## Work instructions
Scan the records for "code". Show the matching lines.

## Data listing

PR #2771, opened 2026-04-16
fix: handle empty quads from getContentQuads for proximity selectors  

### LINKED ISSUE #2757: Using any proximity selector in Taiko 1.4.3/1.4.4 throws TypeError: Cannot read properties of undefined (reading '1')
**Describe the bug**
Using any proximity selector in Taiko 1.4.3/1.4.4 throws TypeError: Cannot read properties of undefined (reading '1')

**To Reproduce**
Steps (or script) to reproduce the behavior:
I am using gauge 1.6.14 and Taiko 1.4.3. The same code mentioned below used to work well with GUAGE1.5.7 and TAIKO 1.0.28.
After upgrading, it is throwing the above error TypeError: Cannot read properties of undefined (reading '1')
Create a step with any of the below code, it throws the above error.
  
assert.ok(await text(content1, toRightOf(content2)).exists());

or

assert.ok(await text(content1, toLeftOf(content2)).exists());

or

 assert.ok(await text(content1, below(content2)).exists());

or

assert.ok(await text(content1, above(content2)).exists());

or 

assert.ok(await text(expectedText, near(neighbourText)).exists());

**Logs**
26-08-2025 16:02:47.937 [Gauge] [ERROR] Stacktrace: 
TypeError: Cannot read properties of undefined (reading '1')
    at Object.getBoundingClientRect (node_modules\taiko\lib\handlers\domHandler.js:152:28)
    at process.processTicksAndRejections (node:internal/process/task_queues:105:5)
    at async RelativeSearchElement.condition (node_modules\taiko\lib\taiko.js:2029:20)
    at async RelativeSearchElement.validNodes (node_modules\taiko\lib\proximityElementSearch.js:65:11)
    at async getMatchingNode (node_modules\taiko\lib\proximityElementSearch.js:30:28)
    at async handleRelativeSearch (node_modules\taiko\lib\proximityElementSearch.js:13:25)
    at async TextWrapper._get (node_modules\taiko\lib\elementWrapper\textWrapper.js:24:14)
    at async node_modules\taiko\lib\elementSearch.js:358:22
    at async waitUntil (node_modules\taiko\lib\helper.js:135:11)
    at async node_modules\taiko\lib\elementSearch.js:356:7
```
Paste any log or error messages here
```

**Expected behavior**
All proximity selectors should work as expected.

**Screenshots**
Both the elements are getting highlighted as attached below, but not getting validated with the above code.

Image

**Versions:**
 - Taiko: 1.4.3
 - Gauge 1.6.14
 - OS Windows Server 2022 Standard
 - Node.js 22.16.0

```
gauge -v
Gauge version: 1.6.14
Commit Hash: 9561cf7

Plugins
-------
html-report (4.3.3)
java (0.8.1)
js (5.0.1)
screenshot (0.3.2)
```

**Additional context**

winst0niuss:
Fixes #2757                                    
                                                                                                                                                                                                                                                                                                                              
  ## Problem                                                                           
                                               
  Proximity selectors (`toRightOf`, `toLeftOf`, `above`, `below`, `near`) throw `TypeError: Cannot read properties of undefined (reading '1')` in `domHandler.js:152`.                                                                                                                                                        
   
  ### Root cause                                                                                                                                                                                                                                                                                                              
                                                                                       
  After migrating from `dom.getBoxModel` to `dom.getContentQuads`, the null-check logic broke. When `getContentQuads` returns `quads: []` (element is hidden, off-screen, etc.), `result.quads[0]` is `undefined`, but `getBoxModel` still returned a non-null object — so the `if (!result)` guard in `getBoundingClientRect`
   never fired, and accessing `quad[1]` crashed.                                       
                                                                                                                                                                                                                                                                                                                              
  Two additional call sites had the same unguarded pattern:                                                                                                                                                                                                                                                                   
  - `getPositionalDifference` — did not handle `null` from `getBoundingClientRect`
  - `highlightElement` — did not handle `null` from `getBoxModel`                                                                                                                                                                                                                                                             
                                                                                       
  ## Changes                                                                                                                                                                                                                                                                                                                  
                                                                                       
  **`domHandler.js` — `getBoxModel`**: return `null` when `quads` is empty, making all downstream guards work correctly.                                                                                                                                                                                                      
                                         
  **`domHandler.js` — `getPositionalDifference`**: return `Number.POSITIVE_INFINITY` when either element has no bounding box, so it never wins the proximity comparison in `proximityElementSearch.js`.                                                                                                                       
                                                                                       
  **`elementHelper.js` — `highlightElement`**: skip highlight gracefully when `getBoxModel` returns `null` (e.g. visible element with no rendered quads on certain platforms).                                                                                                                                                
                                                                                       
  **`tests/unit-tests/proximitySelector.test.js`**: new regression test covering all five proximity selectors and a hidden element case (`display:none`) that triggers the empty-quads path.

### DIFF
--- a/packages/taiko/lib/elements/elementHelper.js
+++ b/packages/taiko/lib/elements/elementHelper.js
@@ -16,6 +16,11 @@ const highlightElement = async (element) => {
       await overlayHandler.highlightQuad(result.model.border);
       await wait(1000);
       await overlayHandler.hideHighlight();
+    } else {
+      console.warn(
+        "WARNING: Taiko cannot highlight element — no rendered content quads " +
+          "(element may be off-screen, zero-sized, or not yet laid out).",
+      );
     }
   } else {
     console.warn("WARNING: Taiko cannot highlight hidden elements.");
--- a/packages/taiko/lib/elements/elementHelper.js
+++ b/packages/taiko/lib/elements/elementHelper.js
@@ -12,9 +12,11 @@ const highlightElement = async (element) => {
 
   if (await element.isVisible()) {
     const result = await domHandler.getBoxModel(element.get());
-    await overlayHandler.highlightQuad(result.model.border);
-    await wait(1000);
-    await overlayHandler.hideHighlight();
+    if (result) {
+      await overlayHandler.highlightQuad(result.model.border);
+      await wait(1000);
+      await overlayHandler.hideHighlight();
+    }
   } else {
     console.warn("WARNING: Taiko cannot highlight hidden elements.");
   }
--- a/tests/unit-tests/proximitySelectors/proximitySelector.test.js
+++ b/tests/unit-tests/proximitySelectors/proximitySelector.test.js
@@ -19,7 +19,7 @@ const {
   removeFile,
   openBrowserArgs,
   resetConfig,
-} = require("./test-util");
+} = require("../test-util");
 const test_name = "proximitySelector";
 
 describe(test_name, () => {
--- a/.github/workflows/taiko.yml
+++ b/.github/workflows/taiko.yml
@@ -45,7 +45,16 @@ jobs:
         uses: biomejs/setup-biome@v2
       - run: biome check packages/taiko
       - name: Run unit tests
+        if: matrix.os != 'windows-latest'
         run: npm run test:unit:silent
+
+      - name: Run unit tests (windows, with retry)
+        if: matrix.os == 'windows-latest'
+        uses: nick-fields/retry@v3
+        with:
+          timeout_minutes: 10
+          max_attempts: 2
+          command: npm run test:unit:silent
 
   functional-tests:
     needs: unit-tests
@@ -82,7 +91,16 @@ jobs:
             libgbm-dev \
             libasound-dev
       - name: functional-tests
+        if: matrix.os != 'windows-latest'
         run: npm run test-functional
+
+      - name: functional-tests (windows, with retry)
+        if: matrix.os == 'windows-latest'
+        uses: nick-fields/retry@v3
+        with:
+          timeout_minutes: 15
+          max_attempts: 2
+          command: npm run test-functional
 
       - name: Upload html report
         uses: actions/upload-artifact@v6
--- a/packages/taiko/lib/handlers/domHandler.js
+++ b/packages/taiko/lib/handlers/domHandler.js
@@ -139,6 +139,9 @@ async function getBoxModel(e) {
   const result = await dom.getContentQuads({
     objectId: isElement(e) ? e.objectId : e,
   });
+  if (!result.quads || result.quads.length === 0) {
+    return null;
+  }
   return { model: { border: result.quads[0] } };
 }
 
@@ -159,6 +162,9 @@ async function getBoundingClientRect(e) {
 const getPositionalDifference = async (nodeA, nodeB) => {
   const r = await getBoundingClientRect(nodeA);
   const v = await getBoundingClientRect(nodeB);
+  if (!r || !v) {
+    return Number.POSITIVE_INFINITY;
+  }
   const topDiff = Math.abs(r.top - v.top);
   const leftDiff = Math.abs(r.left - v.left);
   const bottomDiff = Math.abs(r.bottom - v.bottom);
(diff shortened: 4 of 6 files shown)


packages/taiko/lib/elements/elementHelper.js
```diff
@@ -12,9 +12,11 @@ const highlightElement = async (element) => {
 
   if (await element.isVisible()) {
     const result = await domHandler.getBoxModel(element.get());
-    await overlayHandler.highlightQuad(result.model.border);
-    await wait(1000);
-    await overlayHandler.hideHighlight();
+    if (result) {
```
NivedhaSenthil, line 15: Do we know why the bounding box is not available even though the element is marked visible ?

NivedhaSenthil: Knowing the root cause can help warning the user for a potential fix

packages/taiko/lib/elements/elementHelper.js
```diff
@@ -12,9 +12,11 @@ const highlightElement = async (element) => {
...
+      await overlayHandler.highlightQuad(result.model.border);
+      await wait(1000);
+      await overlayHandler.hideHighlight();
+    }
   } else {
     console.warn("WARNING: Taiko cannot highlight hidden elements.");
```
NivedhaSenthil, line 26: If the result is not available because the element is hidden, we will have to warn using this case

tests/unit-tests/proximitySelectors/proximitySelector.test.js
```diff
@@ -0,0 +1,99 @@
+const chai = require("chai");
```
NivedhaSenthil, line 1: Please move the tests inside `tests/unit-tests/proximitySelectors` and if possible preferably to respective proximity selector test files.

packages/taiko/lib/elements/elementHelper.js
winst0niuss: element.isVisible() checks DOM/CSS properties (display, visibility, opacity, dimensions), while DOM.getContentQuads relies on the render tree and returns an empty array when the element has no painted area — e.g. it's off-screen, zero-sized, or under transform: scale(0). So visible === true && quads.length === 0 is a valid Chrome CDP state, not a Taiko bug.
 
I've added a console.warn for this case so the user gets a hint instead of silent skip.

packages/taiko/lib/elements/elementHelper.js
winst0niuss: Added a separate console.warn inside the if (!result) branch:
"WARNING: Taiko cannot highlight element — no rendered content quads (element may be off-screen, zero-sized, or not yet laid out)."
This is distinct from the existing hidden-element warning.

NivedhaSenthil (approved):

tests/unit-tests/proximitySelectors/proximitySelector.test.js
winst0niuss: Moved the test file to tests/unit-tests/proximitySelectors/proximitySelector.test.js.

winst0niuss:
@NivedhaSenthil , check pls

winst0niuss:
After merging getgauge:master, the Windows CI jobs started failing due to a bug introduced in #2772.           
 
**Root cause:** evaluate.test.js (added in #2772) uses .rejectedWith() from chai-as-promised without importing it. On macOS/Linux the tests pass by accident — $.test.js runs first (glob sorts $ before letters in ASCII) and loads chai-as-promised globally. On Windows, glob returns files in a different order, so evaluate.test.js runs before chai-as-promised is loaded, causing TypeError: rejectedWith is not a function.

winst0niuss:
**Fix:** Added an explicit chai-as-promised import to evaluate.test.js so the test no longer depends on execution order.

winst0niuss:
Added a retry (2 attempts) for Windows CI jobs to avoid flaky failures we keep seeing on GitHub runners
Other jobs unchanged

winst0niuss:
@zabil , re-run tests pls

winst0niuss:
All checks are green. Please merge 🙂

zabil:
@NivedhaSenthil please merge if you are ok with the review updates.

NivedhaSenthil (approved):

## Task output
I am using gauge 1.6.14 and Taiko 1.4.3. The same code mentioned below used to work well with GUAGE1.5.7 and TAIKO 1.0.28.
Create a step with any of the below code, it throws the above error.
Both the elements are getting highlighted as attached below, but not getting validated with the above code.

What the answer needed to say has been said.